The initial campaign to overthrow them relied heavily on air strikes and special forces allied with Afghan fighters on the ground. This minimalist strategy was built on the hope that intervention would be quick and light. For a while it was. The Taliban were seemingly defeated, and a friendly government was installed in Kabul. America then moved much of its personnel and resources from Afghanistan to Iraq. The shift allowed the Taliban to rebuild. Soon a full-blown insurgency was raging.

“As they look back over this, they'll probably figure that there were some opportunities early on that we didn't take advantage of,” Lieutenant-General David Rodriguez, the American commander of the International Security Assistance Force Joint Command, said when we met in Kabul.

“The enemy regrouped and by 2005 was starting to come back stronger and stronger. And then we kind of were a little bit behind it each time and didn't leap ahead to get the strength and density of forces to improve the security to enable all the other things that are important. The numbers came late. The speed and growth of the Afghan national security forces came late. And what we couldn't do is just keep catching up to an ever-growing, strengthening insurgency, and basically shooting behind them.”

Canada's deployment of more than 2,500 soldiers to Kandahar in 2006 coincided with the Taliban's resurgence. The Canadian Forces suffered more than thirty fatalities that year, and again in each of the three years to come. Responsible for much of Kandahar province, the Canadians didn't have the numbers necessary to control territory. “It has been difficult, because we weren't a large enough force to fight an all-out counter-insurgency,” said Brigadier-General Dean Milner, the Canadian commander of Task Force Kandahar. They contained the Taliban and beat them whenever they stood to fight, but could not defeat them.

Then, in 2009, U.S. President Barack Obama announced an additional 30,000 American troops would “surge” into Afghanistan. Most of them arrived in the south. The Canadian area of responsibility shrunk. For the first time, Canadian soldiers had the troop density, as Milner put it, “to live with the people, to be everywhere we wanted to be.”

The Canadians, freed from trying to secure the entire province, deployed throughout Panjwaii district in a network of forward operating bases, patrols bases, and combat outposts. Some were large, fortified camps with rows of tanks and staffed kitchens. Others were small compounds where soldiers slept in hovels or outside and ate cold rations or whatever they prepared themselves.

An Afghan policeman near the village of Salavat, Kandahar province.

Canadian soldiers prepare for an armoured patrol at dawn in Kandahar province.

My visit came at a time when the Canadians fighting in Panjwaii felt they had finally reversed the Taliban's momentum. Only two members of their battle group had died due to enemy action since their deployment began the previous fall. Firefights and bombings were rare. Refugees were returning. They were opening schools.
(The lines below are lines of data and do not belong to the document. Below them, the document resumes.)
PR #336, opened 2024-10-02
Changes the schema so Querylog can use `progress_bytes` instead of `bytes`

xurui-c:
unblocks https://github.com/getsentry/snuba/pull/6371

### DIFF
--- a/examples/snuba-queries/1/snuba-queries-empty-trace-id.json
+++ b/examples/snuba-queries/1/snuba-queries-empty-trace-id.json
@@ -64,6 +64,7 @@
       },
       "result_profile": {
         "bytes": 1305,
+        "progress_bytes": 0,
         "blocks": 1,
         "rows": 22,
         "elapsed": 0.009863138198852539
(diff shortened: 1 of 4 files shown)


examples/snuba-queries/1/snuba-queries-empty-trace-id.json
```diff
@@ -63,7 +63,7 @@
         "array_join_cols": ["errors_local.tags.key", "errors_local.tags.value"]
       },
       "result_profile": {
-        "bytes": 1305,
+        "progress_bytes": 1305,
```
volokluev, line 66: just put both in, it sends both right?

schemas/snuba-queries.v1.schema.json
```diff
@@ -171,7 +171,7 @@
         "result_profile": {
           "type": ["object", "null"],
           "properties": {
-            "bytes": {
+            "progress_bytes": {
```
volokluev, line 174: don't change, add

onewland:
Is nothing referring to the old field?

Generally when renaming/replacing a field you go through a sequence like:
1. starting state (field `old` exists)
2. add field new (fields `old`, `new` exist)
3. remove field old (only field `new` exists)

That said, this is fine if you don't need that intermediate step

john-z-yang (approved):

Members of the battle group, most from the Royal 22e Régiment, the Quebec unit known as the Van Doos, were proud. They had accomplished a lot. They were also on their way home. Canadian Prime Minister Stephen Harper had promised to end Canada's combat mission by July 2011, only a couple of months away.

“As long as we're here, our work should be to create an option,” Alexis Legros, a captain who commanded a platoon at the Folad patrol base, told me. “They chose the Taliban because they provided security. Now we're giving them another choice. In the end it will be the population that decides. They know the Taliban closed schools and we opened one. There's no point trying to impose anything, because it won't work. The only thing we can do is give them time and an alternative when we leave.”

Canadian soldiers at a forward operating base in Kandahar province.